PR #568, opened 2021-03-17
Add button to swap custom min and custom max

axelboc:
The button only appears if both min an max have custom values (i.e. only if the user purposefully entered two custom values in the wrong order):

image

Swapping resolves the situation:

image

If any bound is set to auto-scale, the button is not visible:

image


src/h5web/toolbar/controls/DomainSlider/MinGreaterErrorMessage.tsx
```diff
@@ -0,0 +1,33 @@
...
+      <span>
+        Min greater than max
+        <br />
+        <FiCornerDownRight /> falling back to <strong>data range</strong>
+      </span>
+      {!isAuto && (
+        <button
+          className={styles.actionBtn}
+          type="button"
+          onClick={() => onSwap()}
```
loichuder, line 24: Missing some `aria` attributes ?

loichuder (changes requested):

src/h5web/toolbar/controls/DomainSlider/MinGreaterErrorMessage.tsx
axelboc: The icon inside the button has a label, so it's all good 👍

src/h5web/toolbar/controls/DomainSlider/MinGreaterErrorMessage.tsx
```diff
@@ -0,0 +1,33 @@
...
+interface Props {
+  isAuto: boolean;
+  onSwap: () => void;
+}
+
+function MinGreaterErrorMessage(props: Props) {
+  const { isAuto, onSwap } = props;
+
+  return (
+    <p className={styles.minMaxError}>
```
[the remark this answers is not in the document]
axelboc: Completely forgot about it, thanks! I'm abstracting the behaviour in a `StickyError` component. No need for error-specific components any more.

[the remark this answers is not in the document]
axelboc: Scratch that, as discussed, I've replaced the sticky behaviour with invisible padding around the tooltip. I still abstracted the error messages with a new component called `ErrorMessage`.

src/h5web/toolbar/controls/DomainSlider/ErrorMessage.tsx
```diff
@@ -0,0 +1,36 @@
...
+
+interface Props {
+  message: string;
+  fallback: string;
+  showSwapBtn?: boolean;
+  onSwap?: () => void;
+}
+
+function ErrorMessage(props: Props) {
+  const { message, fallback, showSwapBtn = false, onSwap } = props;
```
loichuder, line 13: I would send the `error` as props and put the call of `getBoundErrorProps` (that would be renamed) in this component.

For `minGreater`, you could add a new type of `BoundError` created at https://github.com/silx-kit/h5web/pull/568/files#diff-0bff5f3cf4d4a01448d5c83c2021ad2d214a71511c758e866be6bad0698205aeR49. You would then need to add the appropriate associated message in `getBoundErrorProps`.

But I won't push strongly for this, feel free to keep as it is.

loichuder (approved):

src/h5web/toolbar/controls/DomainSlider/ErrorMessage.tsx
axelboc: No, you're right, great idea!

*-*-*

> **DIRECTIONS**:
From the line containing "loichuder, line 13: I" through the last line of the records above, reproduce every line exactly.

> **EXERCISE RESULT**:
loichuder, line 13: I would send the `error` as props and put the call of `getBoundErrorProps` (that would be renamed) in this component.

For `minGreater`, you could add a new type of `BoundError` created at https://github.com/silx-kit/h5web/pull/568/files#diff-0bff5f3cf4d4a01448d5c83c2021ad2d214a71511c758e866be6bad0698205aeR49. You would then need to add the appropriate associated message in `getBoundErrorProps`.

But I won't push strongly for this, feel free to keep as it is.

loichuder (approved):

src/h5web/toolbar/controls/DomainSlider/ErrorMessage.tsx
axelboc: No, you're right, great idea!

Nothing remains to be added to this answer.